__PROMPT__: Below are the entries; count how many lines contain the word "minimal" and reply with that number alone.

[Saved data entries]
——————————

PR #550, opened 2026-08-22
fix(virtual-switch): respect httpNodeRoot for the switch name/group cache lookup (#471)

### LINKED ISSUE #471: Configuring a deployed virtual switch node causes errors while trying to get values from the cache
**Describe the bug**

When editing a switch node (in my case, a "basic slider"), I get below errors in the console:

```
GET https://venus.local:1881/victron/cache?filter_by_serial=2cdd7d25339e162f 404 (Not Found)
fetchSwitchNodeNameAndGroupFromCache @ victron-virtual-functions.js:1159
oneditprepare @ VM65:91
t @ red.min.js?v=e3326398ab1d:18
k @ red.min.js?v=e3326398ab1d:18
open @ red.min.js?v=e3326398ab1d:18
n @ red.min.js?v=e3326398ab1d:19
show @ red.min.js?v=e3326398ab1d:19
edit @ red.min.js?v=e3326398ab1d:18
mt @ red.min.js?v=e3326398ab1d:18
i @ vendor.js?v=e3326398ab1d:28Understand this error
installHook.js:1 Error fetching name and group from cache for switch node: SyntaxError: Unexpected token '<', "<!DOCTYPE "... is not valid JSON
```

**To Reproduce**

1. Using node  'Virtual Switch'
2. Choose switch type "Basic Slider", the rest of the configuration can be anything.
3. Deploy
4. Double-click the node
5. The above error occurs on the developer console in the browser.

**Expected behavior**

There should be no error.

**Screenshots**

Image

**Hardware:**
 - Hardware: Cerbo GX, with 

**Software:**
 - node-red-contrib-victron version: node-red-contrib-victron@ee8005e (basically current master, v1.7.10)
 - Venus OS version: not relevant
 
**Additional context**

The likely reason is that we have a hard-coded url [here](https://github.com/victronenergy/node-red-contrib-victron/blob/829dc87695a17d3bf99293e63db676e1eb3b2835/src/nodes/victron-virtual-functions.js#L896), which breaks when `httpNodeRoot` is set (as is the case in my environment: `httpNodeRoot: '/local-dev/'`

ryanmarshall:
## Problem
If you set `httpNodeRoot` in Node-RED, opening a deployed Virtual Switch node
shows an error in the browser console:

    GET .../victron/cache?filter_by_serial=… 404 (Not Found)
    Error fetching name and group from cache for switch node:
      SyntaxError: Unexpected token '<', "<!DOCTYPE "... is not valid JSON

The switch node asks for `/victron/cache`, but that path is wrong when
`httpNodeRoot` is set. The cache route is added to `RED.httpNode`, so Node-RED
serves it under `httpNodeRoot` (for example `/local-dev/victron/cache`). The old
code left the prefix off, so the request hit the wrong path and got a 404. The
404 page is HTML, and the code then tried to read that HTML as JSON, which is
what throws the error.

Two other functions in the same file (`fetchEvChargers` and
`fetchDeviceCapabilities`) already add the prefix. This one did not.

## Fix
Add the `httpNodeRoot` prefix to the request, the same way those two functions
do. It is one line in the function and one line in the caller
(`victron-virtual-switch.html`).

## Tests
Added tests to `victron-virtual-functions.switch.test.js`:
- The request now includes the prefix, and never uses the old wrong path.
- With no prefix set, the path stays the same as before (nothing else changes).
- A 404 HTML response still produces the same error from the bug report, so the
  failure is covered.

`npm test` passes (1151 tests).

## Verified
Tested on a local Node-RED with `httpNodeRoot: '/local-dev/'`.

Before — the request goes to the wrong path and fails:

image-1787362700056

After — the request goes to the correct path and reaches the endpoint:

    GET /local-dev/victron/cache?filter_by_serial=…  ->  reaches the endpoint

(This test machine has no GX connected, so the endpoint returns 503. A real GX
returns the cache as JSON.)

Fixes #471

### DIFF
--- a/resources/victron-virtual-functions.js
+++ b/resources/victron-virtual-functions.js
@@ -1795,12 +1795,12 @@
 	    .then(response => response.json())
 	}
 
-	function fetchSwitchNodeNameAndGroupFromCache (id) {
+	function fetchSwitchNodeNameAndGroupFromCache (id, baseUrl) {
 	  if (!id) {
 	    return Promise.reject(new Error('id is required'))
 	  }
 
-	  return fetch(`/victron/cache?filter_by_serial=${id}`)
+	  return fetch(`${baseUrl || ''}/victron/cache?filter_by_serial=${id}`)
 	    .then(response => response.json())
 	    .then(data => {
 	      for (const key in data) {
--- a/src/nodes/victron-virtual-functions.js
+++ b/src/nodes/victron-virtual-functions.js
@@ -1004,12 +1004,12 @@ export function fetchDeviceCapabilities (baseUrl) {
     .then(response => response.json())
 }
 
-export function fetchSwitchNodeNameAndGroupFromCache (id) {
+export function fetchSwitchNodeNameAndGroupFromCache (id, baseUrl) {
   if (!id) {
     return Promise.reject(new Error('id is required'))
   }
 
-  return fetch(`/victron/cache?filter_by_serial=${id}`)
+  return fetch(`${baseUrl || ''}/victron/cache?filter_by_serial=${id}`)
     .then(response => response.json())
     .then(data => {
       for (const key in data) {
--- a/src/nodes/victron-virtual-switch.html
+++ b/src/nodes/victron-virtual-switch.html
@@ -97,7 +97,8 @@
                 initializeTooltips();
             }
 
-            fetchSwitchNodeNameAndGroupFromCache(this.id).then(({name, group}) => {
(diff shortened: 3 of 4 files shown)


dirkjanfaber (approved):
Verified the fix: `/victron/cache` is registered on `RED.httpNode` (config-client.js), so `httpNodeRoot` prefixing is correct and matches the existing pattern used by `fetchEvChargers`/`fetchDeviceCapabilities`. Rebuilt and confirmed `resources/victron-virtual-functions.js` matches the source with no drift. Full suite passes (1151/1151), including the new regression tests for #471.

PR #551, opened 2026-08-24
feat(virtual): streamline meter device selection, retire Energy meter picker

dirkjanfaber:
Consolidates AC Load, Generator, Heat pump, and EV charger virtual devices onto a shared minimal-meter D-Bus shape, replacing the old "Energy meter" node's Role dropdown (kept registered internally so already-deployed flows keep working).

- Add standalone Heat pump and EV charger device types.
- AC Load, Generator (AC), and Heat pump gain a "use as grid meter only" checkbox for reduced/grid-meter-style reporting. All three (and EV charger) stay registered under their own D-Bus service name, with a productType override so the reported ProductId still reflects the grid meter when used as one.
- Remove AC Load's unused `S2/0/RmSettings/*` properties.
- Correct `IsGenericEnergyMeter` and `Ac/PowerFactor` defaults to match the device's actual role/mode (affects AC Load, Heat pump, and the legacy Energy meter node).
- Add "Usage" doc entries for Heat pump/EV charger; misc tooltip wording fixes.

### DIFF
--- a/src/nodes/victron-virtual.html
+++ b/src/nodes/victron-virtual.html
@@ -122,6 +122,11 @@
                     const $select = $('#node-input-device');
                     $select.empty();
                     deviceTypes.forEach(function(dt) {
+                        // Legacy-only types (e.g. retired "Energy meter") aren't offered for new
+                        // nodes, but still need to appear as an option so an existing node using
+                        // one resolves/displays correctly instead of silently falling back to
+                        // whatever option happens to be first in the list.
+                        if (dt.legacyOnly && dt.value !== self.device) return;
                         $select.append($('<option>', { value: dt.value, text: dt.label }));
                         deviceCapabilities[dt.value] = dt;
                     });
--- a/src/nodes/victron-virtual.html
+++ b/src/nodes/victron-virtual.html
@@ -14,8 +14,17 @@
             acload_nrofphases: {value: 1, required: false},
             acload_phasesetting: {value: 1, required: false},
             acload_auto_energy: {value: true, required: false},
+            acload_grid_meter_only: {value: false, required: false},
             enable_s2support: {value: false, required: false},
             s2_measurement_type: {value: '3_PHASE_SYMMETRIC', required: false},
+            // heatpump
+            heatpump_position: {value: 0, required: false},
+            heatpump_nrofphases: {value: 1, required: false},
+            heatpump_phasesetting: {value: 1, required: false},
+            heatpump_auto_energy: {value: true, required: false},
+            heatpump_grid_meter_only: {value: false, required: false},
+            // evcs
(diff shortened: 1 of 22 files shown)


src/nodes/victron-virtual.html
```diff
@@ -117,6 +120,11 @@
                     const $select = $('#node-input-device');
                     $select.empty();
                     deviceTypes.forEach(function(dt) {
+                        // Legacy-only types (e.g. retired "Energy meter") aren't offered for new
+                        // nodes, but still need to appear as an option so an existing node using
+                        // one resolves/displays correctly instead of silently falling back to
+                        // whatever option happens to be first in the list.
+                        if (dt.legacyOnly && dt.value !== self.device) return;
```
Chris927: For discussion: Why not make the type dropdown read-only, once a node has been deployed? Changing the device type of an already-deployed virtual device likely causes undesired / difficult-to-understand consequences (e.g. loss (or not?) of persisted data, ...). A physical device cannot change its type, if you use a device of a different (physical) type you have to remove the node and add another one; we could do the same with virtual devices.

This would simplify handling "legacy" virtual device types: If the type is read-only, it just stays there (no "select" input needed), legacy or not. If the type is not read-only yet (because the virtual device had never been deployed), then we show all non-legacy types.

This might also make it easier in future to deprecate virtual device types and add new ones (we could have an "EV charger V2" which supersedes the current one, etc.

src/nodes/victron-virtual.html
```diff
@@ -734,8 +754,13 @@
 The AC Load device can be configured by selecting the number of phases (1 or 3)
 that are available on the device.
 
+By default it presents as a plain generic energy meter (minimal measurements
+only, no Position). Enabling S2 support is what turns it into its own full
```
Chris927, line 766: "Enabling S2 ... its own full AC Load device". Really? It requires a bit more, as I understand it. This sounds like an advertisment, not technical documentation.

Chris927 (commented):
Comments for discussion, I've barely tested manually yet, will do so now.

src/nodes/victron-virtual.html
dirkjanfaber: While I agree that it sounds like an ad, I can't think of a much better way to phrase it. The S2 support adds control abilities to the, until that moment, energy metering device.

src/nodes/victron-virtual.html
dirkjanfaber: This is a valid one and I agree.

Chris927 (approved):
Reviewed, and tested manually, and discussed a few migration challenges with @dirkjanfaber . Also raised #552 to not have this gap in the energy calculations block this PR.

——————————

__TASK ANSWER__: 2